Impact of a Radio Frequency Electronic Article Surveillance (EAS) System on Active Implants

In view of the omnipresence of electronic article surveillance (EAS) systems in daily life and the increasing number of patients with active implants, there is concern about adverse electromagnetic interference in particular cardiac pacemakers (CPM) and cardioverter defibrillators (ICD), which due to sensing electrocardial signals are particularly vulnerable. To provide quantitative information interference of monopolar CPM and ICD by EAS systems operating at 8.2MHz radiofrequency electromagnetic fields (EMF) investigations have been performed by exposing numerical anatomical models of pacemaker patients with implants at the conventional left or right pectoral sites and at the abdomen to magnetic fields of a simulated EAS gate source. Investigation of normal position in the centre and worst case with the back next to the gate showed that adverse interference such as inadequate sensing need not be expected at any position. This applies for conventional sensing thresholds even if the exposure span of existing EAS systems is taken into account. However, if full use is made of the newly expanded exposure budget, adverse interference cannot be excluded.

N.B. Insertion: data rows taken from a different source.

Issue #126, opened 2025-02-18
How to share an ArcIRIMappedOntology between threads?


KonradHoeffner:
Our application loads an ontology on startup and then serves a view of it to multiple clients using multiple threads.
This compiles without problem when using a `SetOntology<Arc<str>>>` but now I need an index as well and it fails to build.
I'm not an expert with threads in Rust but until now I just always used Arc and it worked.
Is this because the ArcIRIMappedOntology uses RefCell internally, which is not thread safe?
And is this in turn because it is mutable?
As I don't need mutability, is there any way of making it immutable and then sharing it?
Sorry if this is a basic question.

```rust
static COMPILES: OnceLock<SetOntology<Arc<str>>> = OnceLock::new();
static FAILS: OnceLock<ArcIRIMappedOntology> = OnceLock::new();   
```

```
error[E0277]: `RefCell<BTreeMap<ComponentKind, BTreeSet<Arc<AnnotatedComponent<Arc<str>>>>>>` cannot be shared between threads safely
   --> src/rdf.rs:86:15
    |
86  | static FAILS: OnceLock<ArcIRIMappedOntology> = OnceLock::new();
    |               ^^^^^^^^^^^^^^^^^^^^^^^^^^^^^^ `RefCell<BTreeMap<ComponentKind, BTreeSet<Arc<AnnotatedComponent<Arc<str>>>>>>` cannot be shared between threads safely
    |
    = help: within `IRIMappedOntology<Arc<str>, Arc<AnnotatedComponent<Arc<str>>>>`, the trait `Sync` is not implemented for `RefCell<BTreeMap<ComponentKind, BTreeSet<Arc<AnnotatedComponent<Arc<str>>>>>>`
    = note: if you want to do aliasing and mutation between multiple threads, use `std::sync::RwLock` instead
note: required because it appears within the type `ComponentMappedIndex<Arc<str>, Arc<AnnotatedComponent<Arc<str>>>>`
   --> /home/konrad/.cargo/registry/src/index.crates.io-1949cf8c6b5b557f/horned-owl-1.0.0/src/ontology/component_mapped.rs:59:12
    |
59  | pub struct ComponentMappedIndex<A, AA> {
    |    
```

phillord:
Yes, both `component_mapped` and `iri_mapped` use `RefCell` which isn't sync, so it can't be shared. 

[...]

PR #127, opened 2025-02-20
ontology: removes RefCells from indexes.

filippodebortoli:
Addresses #126.

It is now possible to wrap `ArcIRIMappedOntology` using `OnceLock`, `Mutex` etc.
Additionally, this change removes some unsafe code that was needed to access the `BTreeMap` that was wrapped in a `RefCell`. 

I added `test_once_lock_ontology()` to mimic the behavior showed by @KonradHoeffner in #126, which now passes.

### DIFF
--- a/src/ontology/component_mapped.rs
+++ b/src/ontology/component_mapped.rs
@@ -14,7 +14,6 @@ use super::indexed::ForIndex;
 use super::set::SetOntology;
 use crate::model::*;
 use std::{
-    cell::RefCell,
     collections::{BTreeMap, BTreeSet, VecDeque},
     iter::FromIterator,
     ops::Deref,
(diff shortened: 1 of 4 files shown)


phillord:
Looks good to me. Both simpler and more functional!

Guess I had not discovered the `Entry` api when I wrote this. That `unsafe` code always irritated me, but I couldn't see a way around. I will be happy to see it gone.

filippodebortoli:
@phillord merged. Should we release a minor version to account for this fix?

KonradHoeffner:
Wow, thank you for the super fast accommodation of our requirements, this is much appreciated!
A minor version release would be perfect on our end.
I hope this doesn't break existing code for other users.

Issue #135, opened 2025-03-14
Add horned-validate binary


phillord:
Like horned-parse but returns an exit code to show unsucessful parsing. Or just update horned-parse to do the same.

phillord:
@filippodebortoli confused by PR. Are you working on this?

filippodebortoli:
> [@filippodebortoli](https://github.com/filippodebortoli) confused by PR. Are you working on this?

Yes, but I first misunderstood what you meant.
I will soon push a new PR that should be addressing what you actually wanted.

filippodebortoli:
Closed by #138.

PR #138, opened 2025-03-14
new tool: horned validate.

filippodebortoli:
Addresses #135.
It essentially combines `horned parse` and `horned unparsed`.
If no incomplete parse is present, then the program exits successfully.
If an incomplete parse is found, it will be printed and the program will exit with 1.

- The RDF parser was returning an incomplete parse even if the ontology was parsed successfully, I changed that behavior so that if the parse is complete then there is no incomplete parse returned after decomposing the parser.
- It is very rudimental for now: everything is printed on STDOUT. Ideally, we could print the unfinished part on STDERR.

### DIFF
--- a/horned-bin/Cargo.toml
+++ b/horned-bin/Cargo.toml
@@ -66,3 +66,7 @@ path = "src/bin/horned_triples.rs"
 [[bin]]
 name = "horned-unparsed"
 path = "src/bin/horned_unparsed.rs"
+
+[[bin]]
+name = "horned-validate"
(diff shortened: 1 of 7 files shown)


phillord:
Looks good to me. 

We might want to reconsider or reopen a new issue. #135 is addressed by this, but thinking about the exit codes in the commands that we have probably also makes sense. horned-parse should probably return failure if the parse fails (i.e. unparsed triples. And the other commands could do with a review.

filippodebortoli:
I opened #140 to continue the conversation.

PR #139, opened 2025-03-17
Non deterministic RDF parser

### LINKED ISSUE #123: RDF parser randomly skips components
When trying to parse the OpenEnergyOntology (https://openenergy-platform.org/ontology/oeo) the RDF parser  skips over ~80 components and returns a different set of components each time. I.e. the following test fails and `diff` is different on each run. Unfortunately, I couldn't make out a pattern yet.

```rs
        let file = File::open("oeo.owl").unwrap();
        let mut f = BufReader::new(file);

        let o1 = match read(&mut f, Default::default()) {
            Ok((o, _)) => { SetOntology::<RcStr>::from(o)}
            Err(_) => { assert!(false); panic!() }
        }.into_iter().collect::<HashSet<_>>();

        f.seek(SeekFrom::Start(0));

        let o2 = match read(&mut f, Default::default()) {
            Ok((o, _)) => { SetOntology::<RcStr>::from(o) }
            Err(_) => { assert!(false); panic!() }
        }.into_iter().collect::<HashSet<_>>();

        let mut diff: Vec<_> = o1.difference(&o2).collect();
        diff.sort();

        for x in &diff {
            dbg!(x);
        }

        assert!(diff.is_empty())
```

The error does seem to be related to the OEO; other (large) ontologies in RDF/XML do not produce this error. Also, other parsers don't produce this error.

b-gehrke:
Fixes RDF/XML parser's non-deterministic parsing of class expressions.

Closes #123 .

### DIFF
--- a/src/io/rdf/reader.rs
+++ b/src/io/rdf/reader.rs
@@ -1063,7 +1063,7 @@ impl<'a, A: ForIRI, AA: ForIndex<A>, O: RDFOntology<A, AA>> OntologyParser<'a, A
     }
 
     fn class_expressions(&mut self, ic: &[&O]) -> Result<(), HornedError> {
-        let class_expression_len = self.class_expression.len();
+        let mut parsed_new_ce = false;
         for (this_bnode, v) in std::mem::take(&mut self.bnode) {
             // rustfmt breaks this (putting the triples all on one
             // line) so skip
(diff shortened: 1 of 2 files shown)


b-gehrke:
@phillord do you think this can be merged?

filippodebortoli:
> @phillord do you think this can be merged?

@phillord I would merge this PR unless you have objections to it.

phillord:
Sorry for delay! 10 seconds to unignore the test. 3 minutes to work out why clippy was being silly. 15 minutes to get git to work.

Risk of Pacemaker Patients by TASER X26 Contact Mode Application

The prevalence of pacemaker patients among the general population and of conducted energy devices (CED) for law enforcement and self-defence is increasing. Consequently, the question whether cardiac pacemaker (CPM) patients are on particular risk becomes increasingly important. The risk of Taser X26 electric interference with implanted CPM has been investigated by numerical simulation at MRI-based anatomical models of CPM patients with devices implanted at conventional sites (left pectoral, right pectoral and abdominal) and with the monopolar CPM electrode placed at the ventricular apex. In spite of 10fold higher peak voltages the different coupling conditions make Taser-induced CPM interference voltages lower than those caused by external cardiac defibrillators. It is shown that electric interference considerably depends on ECD electrode orientation. The most unfavourable conditions are encountered with ECD electrodes aligned with the line from the CPM electrode tip to CPM can (EPC line). It could be shown that worst case interference voltages of monopolar pacemakers of any kind of implantation remain below the pulse immunity level as defined in safety standards of implantable cardiac pacemakers and of cardioverter defibrillators. However, interference voltages exceed CPM sensing thresholds. Therefore, capturing should be expected at Taser X26 contact mode application at any position at the upper part of the body including the abdomen, both at frontal and dorsal positions.

Impact of EAS Systems on Implanted Cardiac Pacemakers and Defibrillators

To investigate electromagnetic interference (EMI) of electromagnetic fields (EMF) from electronic article surveillance (EAS) systems with electronic implants numerical anatomical models of pacemaker patients were generated accounting for different implantation sites (left pectoral, right pectoral and abdominal) and body size. Induced interference voltages were calculated with a software package applying the Finite Integration Technique and analysed in dependence on frequency. Results were referred to reported maximum magnetic fields levels measured at EAS systems in the ELF, IF and RF range. With reference to electromagnetic immunity requirements of safety standards of implanted cardiac pacemakers and defibrillators, the numerical analysis showed that the relevance of interference depends on the applied EMF frequency. At EAS systems operating in the RF range, EMI and consequential inadequate pacing is rare but cannot be ruled out. The probability of such events increases at EAS systems in the IF range and even more in the ELF range. Since interference is encountered already at yet existing systems, the situation would be worse if future systems would further increase their emissions by making use of the elevated reference levels recommended in updated exposure guidelines.